The lines may come in any order
If either the width or the height are missing, I'd like a ParseError
If either the width or the height occur more than once, I'd like a ParseError
The other lines are mixed and varied per input, I can assume nothing beyond their basic format.
I'd like to use Parsec because I'm going to have to parse the values (which, in general, may be of different types - enumerations for codecs, elapsed types, strings, etc.). And I'd like my returned data structure to contain Naturals rather than, say, Maybe Natural, to simplify later code.

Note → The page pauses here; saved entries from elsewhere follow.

PR #1445, opened 2020-04-10
On node startup try to transcode 

### LINKED ISSUE #1373: Should check if GPUs accessible at start
If node is configured with wrong GPU number it starts successfully, but can't transcode:
```
Feb 10 20:12:16 orchestrator-1080-9fbd9957d-ndqvp chi [AVHWDeviceContext @ 0x7fdec9240180] cu->cuDeviceGet(&hwctx->internal->cuda_device, device_idx) failed -> CUDA_ERROR_INVALID_DEVICE: invalid device ordinal
Feb 10 20:12:16 orchestrator-1080-9fbd9957d-ndqvp chi Freeing input based on OPEN INPUT error
Feb 10 20:12:16 orchestrator-1080-9fbd9957d-ndqvp chi E0211 04:12:19.078064       6 ffmpeg.go:292] Transcoder Return : Unknown error occurred
Feb 10 20:12:16 orchestrator-1080-9fbd9957d-ndqvp chi I0211 04:12:19.078123       6 lb.go:189] LB: Stopping transcoder due to error for 2378debc-8e2d-4a10-90c5-6738cf096dbb_8
```

Try to transcode some test segment at node startup and refuse to start if can't transcode.

darkdarkdragon:
On node startup try to transcode test
segment on the GPU, do not start node
if transcoding failed
Fixes #1373

Transcoded test segment on startup

- 
- 
- 

manually

Fixes #1373 

**Checklist:**


core/transcoder.go
```diff
@@ -77,6 +152,79 @@ func (nv *NvidiaTranscoder) Transcode(job string, fname string, profiles []ffmpe
...
+		return
+	}
+	if len(td.Segments) == 0 || td.Pixels == 0 {
+		res <- errors.New("Empty transcoded segment")
+		return
+	}
+	res <- nil
+}
+
+// TestNvidiaTranscoder tries to transcoded test segment on all the devices
```
kyriediculous: nit: "transcoded -> transcode"

core/transcoder.go
```diff
@@ -77,6 +152,79 @@ func (nv *NvidiaTranscoder) Transcode(job string, fname string, profiles []ffmpe
...
+	glog.Infof(fname)
+	err = ioutil.WriteFile(fname, mp4testSeg, 0644)
+	if err != nil {
+		return err
+	}
+	start := make(chan interface{})
+	res := make(chan error)
+	const sessionsToTest = 4
+	for _, device := range devices {
+		for i := 0; i < sessionsToTest; i++ {
```
j0sh: If the intent is to detect whether there's a session cap then a more straightforward way might be to transcode multiple renditions (the driver counts each rendition as one session). So, something like this:

```
p := ffmpeg.Profiles{Resolution:"16x16", Bitrate: "1k", Format: ffmpeg.FormatMP4}
_, err := tc.Transcode("", fname, []ffmpeg.Profiles{p, p, p, p})
```

I suspect this would make much of the concurrency around the `testOneNvidiaDevice` unnecessary.

core/transcoder.go
```diff
@@ -16,6 +19,78 @@ import (
 	"github.com/golang/glog"
 )
 
+var testSegment = []byte{0x1f, 0x8b, 0x8, 0x8, 0xfc, 0xdd, 0x90, 0x5e, 0x0, 0x3, 0x7a, 0x7a, 0x7a, 0x7a, 0x2e, 0x6d,
```
j0sh: It might be good to put this in a separate file with a reproducible way to generate the segment. I was able to get a much smaller (182 byte) segment like this:

```sh
#!/usr/bin/env bash

FILE=testSegment.go

echo "package core" > $FILE
echo "// Auto generated by $0 DO NOT EDIT" >> $FILE
echo "var testSegment = []byte{" >> $FILE
ffmpeg -loglevel quiet -f lavfi -i color=white:s=16x16 -vframes 1 \
    -metadata title='!' -metadata service_provider='!' -f mpegts - \
    | gzip | xxd -i | head -c -1 >> $FILE
echo "}" >> $FILE
```

We can check in both the script and the resulting `testSegment.go` and regenerate it only when needed. (So most users would not need any of these utilities installed unless they're actually regenerating the file. They are fairly standard in most distros anyway except for ffmpeg.)

cmd/livepeer/livepeer.go
```diff
@@ -242,6 +242,10 @@ func main() {
 	if *transcoder {
 		core.WorkDir = *datadir
 		if *nvidia != "" {
+			err := core.TestNvidiaTranscoder(*nvidia)
+			if err != nil {
+				panic(fmt.Errorf("Unable to transcode using nividia gpu=%s err=%v", *nvidia, err))
```
j0sh: `glog.Fatalf` is what we use elsewhere in this file

cmd/livepeer/livepeer.go
```diff
@@ -242,6 +242,10 @@ func main() {
 	if *transcoder {
 		core.WorkDir = *datadir
 		if *nvidia != "" {
+			err := core.TestNvidiaTranscoder(*nvidia)
```
j0sh: Can we make this optional via flag? (But default to true.) Something like, `-testTranscoder`

j0sh (commented):
Nice! I know this is still a WIP but some quick comments.

core/transcoder.go
```diff
@@ -77,6 +152,79 @@ func (nv *NvidiaTranscoder) Transcode(job string, fname string, profiles []ffmpe
...
+		return err
+	}
+	tmp, err := ioutil.TempDir("", "")
+	if err != nil {
+		return err
+	}
+	if true {
+		defer os.RemoveAll(tmp)
+	}
+	fname := path.Join(tmp, "testseg.mp4")
```
j0sh: We have a `WorkDir`, might be more consistent to use that. Also, I believe `filepath` is recommended when dealing with files, so:
 
```
fname = filepath.Join(WorkDir, "test.tempfile")
defer os.Remove(fname)
```

core/transcoder.go
darkdarkdragon: But I thought we still can't transcode one-frame segments? That's why I've made segment with 12 frames - just to be sure it will transcode successfully.

j0sh: https://github.com/livepeer/lpms/issues/168 is being worked on by @jailuthra so that will be resolved sooner rather than later.

Do we actually need to complete a transcode though? Wouldn't simply attempting to open the GPU be enough to trigger a failure? This would detect both invalid devices and hitting the session cap; these cases wouldn't actually go all the way to a complete transcode.

core/test_segment.sh
```diff
@@ -0,0 +1,19 @@
...
+GOFILE=$FILE.go
+
+
+echo "package core" > $GOFILE
+echo "// Auto generated by $0 DO NOT EDIT" >> $GOFILE
+echo "var testSegment = []byte{" >> $GOFILE
+# can't pipe .mp4 file - need seekable output
+ffmpeg -loglevel quiet -f lavfi -i color=white:s=48x48 -vframes 5 \
+    -g 2 -pix_fmt yuv420p -profile:v main -preset:v slow \
+    -metadata title='!' -metadata service_provider='!' -f mp4 $VIDEOFILE
```
j0sh: MP4 produces much larger outputs than mpegts because of all the extra metadata that's written out. I'd suggest staying with ts files for the test cases.

darkdarkdragon: .ts file generated as you suggested results in segment violation in LPMS's C code (not found where yet, need to compile on Linux machine with GPU)
trying to generate .ts file using same command as I'm using for .mp4 but with .ts output results in `Undefined constant or missing '(' in 'main'` error from ffmpeg

core/transcoder.go
darkdarkdragon: Thanks, fixed

core/transcoder.go
darkdarkdragon: > Wouldn't simply attempting to open the GPU be enough to trigger a failure? 

Do we have LPMS API to just try 'open the GPU'? 
But anyway, I think it is good to be sure that we really can transcode, not just open GPU.

core/test_segment.sh
j0sh: Heh, dumb mistake there on my part - h264 is not being generated with that script. Nice find though, responded to https://github.com/livepeer/lpms/issues/185 about it.

Curious, are we still able to decode h264 elementary streams in go-livepeer without adding it to the list of demuxers? If so, this would generate an even smaller file - 61 bytes on my system:

```
ffmpeg -f lavfi -i color=white:s=16x16 -vframes 1  -c:v libx264 -f mpegts - | \
ffmpeg -f mpegts -i pipe:0 -c:v copy -bsf:v 'filter_units=pass_types=1-5|7-15' -f h264 segment.h264
```

It's so well compressed that gzipping actually makes this larger. That means no need to unzip within the code.

If go-livepeer can't demux that file, then we can just use mpegts. Would rather minimize the number of formats on the list.

```
ffmpeg -f lavfi -i color=white:s=16x16 -vframes 1  -c:v libx264 -f mpegts - | \
ffmpeg -f mpegts -i pipe:0 -c:v copy -bsf:v 'filter_units=pass_types=1-5|7-15' -f mpegts -metadata title='!' -metadata service_provider='! - | gzip > segment.ts.gz
```

gzip'd, this yields a 186 byte file. This can be further piped into `xxd`  without any intermediate files hanging around.

The rough equivalent for mp4 is around 464 bytes gzip'd, and it's not pipeable, so it also needs an annoying intermediate file:

```
ffmpeg -f lavfi -i color=white:s=16x16 -vframes 1  -c:v libx264 -f mpegts - | \
ffmpeg -f mpegts -i pipe:0 -c:v copy -bsf:v 'filter_units=pass_types=1-5|7-15' segment.mp4
gzip segment.mp4
```

core/transcoder.go
```diff
@@ -77,6 +82,44 @@ func (nv *NvidiaTranscoder) Transcode(job string, fname string, profiles []ffmpe
...
+	err = ioutil.WriteFile(fname, mp4testSeg, 0644)
+	if err != nil {
+		return err
+	}
+	defer os.Remove(fname)
+	for _, device := range devices {
+		t1 := NewNvidiaTranscoder(device)
+		p := ffmpeg.VideoProfile{Resolution: "48x48", Bitrate: "1k", Format: ffmpeg.FormatMP4}
+		profiles := []ffmpeg.VideoProfile{p, p, p, p}
+		profiles[0].Format = ffmpeg.FormatMP4
```
j0sh: stray?

core/transcoder.go
```diff
@@ -1,10 +1,15 @@
 package core
 
+//go:generate ./test_segment.sh
```
j0sh: We could also add this to the Makefile so it's automatically run every time `test_segment.sh` is modified. Same way we generate the protobufs automatically as needed. Don't need to introduce an explicit `go generate` build step. For example:

```make
all: core/testSegment.go <other files here>

core/testSegment.go: core/test_segment.sh
    core/test_segment.sh
```

(don't copy the above; make expects a leading tab and will break with leading spaces as I have. Dunno how to get tabs in here without taking the text box out of focus...)

darkdarkdragon: Fixed

core/transcoder.go
darkdarkdragon: Fixed

core/test_segment.sh
darkdarkdragon: >  decode h264 elementary streams

Tested - didn't work
So I've changed to .ts segment with 5 frames

core/test_segment.sh
```diff
@@ -0,0 +1,15 @@
+#!/usr/bin/env bash
+
+FILE=test_segment.go
+
+pushd core
```
j0sh: This imposes an expectation that the script is run only from the parent directory, which is kind of weird. One way to mitigate this is just to take the output filename as an argument to the script, eg

FILE="$1"

Then in the makefile:

```
core/testSegment.go: core/test_segment.sh
    core/test_segment.sh core/testSegment.go
```

Another way is to use `dirname` within the script to change the working directory to the script's base path, eg:

```
cd $(dirname "$0")
FILE=test_segment.go
```
No need for pushd / popd here; changes to the shell environment typically don't persist outside scripts.

core/test_segment.sh
```diff
@@ -0,0 +1,15 @@
...
+echo "package core" > $FILE
+echo "// Auto generated by $0 DO NOT EDIT" >> $FILE
+echo "var testSegment = []byte{" >> $FILE
+ffmpeg -f lavfi -i color=white:s=48x48 -vframes 5  -c:v libx264 -f mpegts - |  \
+  ffmpeg -f mpegts -i pipe:0 -c:v copy -bsf:v 'filter_units=pass_types=1-5|7-15' \
+  -f mpegts -metadata title='!' -metadata service_provider='!' - | gzip -9  | \
+  xxd -i | awk 'NR > 1 { print prev } { prev=$0 } END { ORS=""; print }'  >> $FILE
```
j0sh, line 11: Was there an issue with the original suggestion of `xxd -i | head -c -1` ? That's a lot shorter.

core/test_segment.sh
darkdarkdragon: Added argument

core/test_segment.sh
darkdarkdragon: `head -c -1` gives me
`head: illegal byte count -- -1` (MacOS)

j0sh: Gotcha - macOS ships with an ancient version of coreutils (usually the first thing I update on a fresh system via nixpkgs...)

j0sh:
LGTM after a rebase / squash

j0sh (approved):
🚢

My problem is how to "parse" the leading ID_ lines that aren't interesting to me, but pick up only those that are. So I want to parse "any number of uninteresting ID_ lines; a height (or width); any number of uninteresting ID_ lines; a width (or height if width already found); any number of uninteresting ID_ lines). And I'd like to do this without repeating the notion of what constitutes an "interesting" key, because repetition is a primary cause of subtle error when being later maintained.
My best effort so far is to parse lines producing a list of Data Structure Modifiers for the interesting lines, each with a Key, and separately checking for presence of the required lines and lack of duplication of the unique lines; but that's not satisfying because I'm repeating the "interesting" keys.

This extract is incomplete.